Hieb was also a mission specialist on the crew of STS-49, the maiden voyage of the new Space Shuttle Endeavour, which launched from the Kennedy Space Center on May 7, 1992. During that mission, Hieb along with astronaut Pierre Thuot, performed three spacewalks which resulted in the capture and repair of the stranded Intelsat VI F3 communications satellite. The third spacewalk, which also included astronaut Tom Akers, was the first ever (and to date only) three-person spacewalk. This 8 hour and 29 minute spacewalk, the longest in history, broke a twenty-year-old record that was held by Apollo 17 astronauts. The STS-49 record endured for 9 years until being surpassed by James Voss and Susan Helms on the International Space Station, and now stands in second place for EVA duration. The mission concluded on May 16, 1992, with a landing at Edwards Air Force Base after orbiting the Earth 141 times in 213 hours and traveling 3.7 million miles (5.9 million kilometres).

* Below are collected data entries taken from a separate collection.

Issue #6017, opened 2026-08-02
[Bug] 代理接管（异常退出恢复路径）重写 config.toml 时不合并「应用通用配置」，导致 sandbox_mode/web_search 等设置丢失


GengchenXU:
**环境**：CC Switch v3.19.1 · macOS · Codex 桌面应用（Rust 版 config.toml）

**现象**：开启本地路由（代理接管）+ 供应商勾选「应用通用配置」后，若发生异常退出再启动，config.toml 会被从旧的 Live 备份重写，**通用配置片段没有被合并进去**，导致 sandbox_mode、web_search、[sandbox_workspace_write]、[mcp_servers] 等与供应商无关的设置丢失/回到默认。

**复现步骤**：
1. 设置 → 开启本地路由，Codex 进入接管（config.toml 指向 http://127.0.0.1:15721/v1）
2. Codex 供应商勾选「应用通用配置」，片段里含 sandbox_mode / web_search / [sandbox_workspace_write]
3. 让 cc-switch 异常退出（留下接管残留），再次启动
4. 日志出现「检测到上次异常退出（存在接管残留），正在恢复 Live 配置…」→「codex Live 配置已从备份恢复」→「正在重新接管并补齐 Live」
5. 结果：config.toml 只包含供应商 config + 接管字段，通用配置片段未合并

**预期**：接管重写时同样合并「应用通用配置」片段（开关已开启）
**实际**：未合并，无关配置被丢弃

**日志证据**：
[2026-08-02][13:41:27][WARN] 检测到上次异常退出（存在接管残留），正在恢复 Live 配置...
[2026-08-02][13:41:27][INFO] codex Live 配置已从备份恢复
[2026-08-02][13:41:27][WARN] codex 标记为已接管，但 backup=false live_matches_current_proxy=false，正在重新接管并补齐 Live
[2026-08-02][13:41:28][INFO] Codex Live 配置已接管，代理地址: http://127.0.0.1:15721/v1

**备注**：v3.12.2 曾修复 "Common Config loss during proxy takeover"，此问题疑似该场景在「异常退出恢复 / 重新接管」路径上的回归或遗漏。

crazyzhang277:
Additional reproduction from Windows

Environment:
- CC Switch v3.19.2
- Windows
- Codex Desktop
- Codex local proxy takeover enabled
- Custom Codex provider
- MCP servers configured through CC Switch MCP management:
  - `codex-agy-bridge`
  - `codegraph`

[...]

PR #6168, opened 2026-08-05
fix(recovery): merge common config into the existing Live backup

KDB-Wind:
# PR draft: #6017

## Title

fix(recovery): merge common config into the existing Live backup

## Summary

Crash recovery now applies enabled common configuration to the saved Live snapshot instead of rebuilding the file from the provider record. The backup's authentication, model, MCP, and other user settings remain intact. If the optional snippet is malformed, or the current provider cannot be found, recovery keeps the original backup and logs the reason.

## Validation

- `cargo test --manifest-path src-tauri/Cargo.toml --lib crash_restore_merges_common_config_into_existing_codex_backup`

### DIFF
--- a/PR_DRAFT_05_6017.md
+++ b/PR_DRAFT_05_6017.md
@@ -1,0 +1,17 @@
+# PR draft: #6017
+
+## Title
+
+fix(recovery): merge common config into the existing Live backup
+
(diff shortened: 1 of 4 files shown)


farion1231:
@codex review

Hieb was the payload commander on the second flight of the International Microgravity Laboratory on Space Shuttle Mission STS-65. The mission launched from Kennedy Space Center in Florida on July 8, 1994, and returned there on July 23, 1994, setting a new flight duration record for the Space Shuttle program. During the 15-day flight the crew conducted more than 80 experiments focusing on materials and life sciences research in microgravity. The mission was accomplished in 236 orbits of the Earth, traveling 6.1 million miles (9.8 million kilometres).